A different airport has two runways for arriving flights. Two objects of the LinkedList class, named runway1 and runway2, are associated with these two runways.

Arriving flights are added to a list depending on the runway they are assigned to.

Both linked lists contain Arrival objects, corresponding to arriving flights, and are sorted by ETA.

The following diagram represents runway1.

Consider the following method.

void process(LinkedList<Arrival> myList, int i)
{ if (i < myList.size())
{ process(myList, i + 1);
System.out.println(myList.get(i).getETA());
}
}

Outline an advantage of using a library.

[2]
a.

Evaluate the use of dynamic linked lists to static arrays when managing arriving airplanes.

[4]
b.

Sketch the resulting linked list when an airplane with ID RO225, STA 12:05 and delay 0 is added to this list.

[2]
c.

Define the term recursion.

[1]
d.i.

Trace the call process(runway1,0) given the diagram of runway1 as drawn above. Copy and complete the following table.

[4]
d.ii.

In case of bad weather it is possible that one of the runways has to be closed and the two linked lists (runway1 and runway2) need to be merged using a method mergeLists() into one new linked list runway.

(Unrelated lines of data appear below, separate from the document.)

PR #156, opened 2017-02-08
Logging implementation for tendrl

GowthamShanmugam:
tendrl-spec: logging_implementation

Signed-off-by: root <root@dhcp42-75.lab.eng.blr.redhat.com>


GowthamShanmugam:
@nthomas-redhat @anmolbabu @brainfunked @anmolsachan @shtripat  please review this

tendrl/commons/event.py
```diff
@@ -0,0 +1,25 @@
...
+    def _write(self, message):
+        try:
+            socket_path = tendrl_ns.config.data['logging_socket_path']
+            self.sock.connect(socket_path)
+            json_str = Message.to_json(message)
+            self.sock.send(json_str)
+            self.sock.close()
+        except (socket_error, socket_timeout,
+                TypeError) as ex:
+            raise EventFailed(ex)
```
anmolsachan: Here we are raising the event if the socket fails. How should this situation be handled ? Should the caller of the function should handle this every time he logs ? @nthomas-redhat @shtripat please review

tendrl/commons/message.py
```diff
@@ -0,0 +1,102 @@
...
+                      {"DEBUG": "debug", "INFO": "info", "NOTICE": "notice",
+                       "WARNING": "warning", "ERROR": "error",
+                       "CRITICAL": "critical"})
+    publishers = type("publishers", (),
+                      {"CEPH_INTEGRATION": "ceph-integration",
+                       "GLUSTER_INTEGRATION": "gluster-integration",
+                       "NODE_AGENT": "node-agent",
+                       "COMMONS": "commons",
+                       "ALERTING": "alerting",
+                       "PERFORMANCE_MONITORING": "performance-monitoring"})
```
brainfunked: Commons must not refer to any other components. The components creating the object from the Message class should inject their own publisher id. Each component should have it's own hardcoded publisher id.

tendrl/commons/message.py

Construct the method public LinkedList<Arrival> mergeLists() that merges the two sorted linked lists in to one sorted linked list result which needs to be returned. You may assume that runway1 and runway2 are accessible to the method and do not need to be passed. The original two lists are allowed to become null as a result of the merging. 

In answering this question, you may use the following methods from the JETS LinkedList class, in addition to any method provided or developed in this exam paper.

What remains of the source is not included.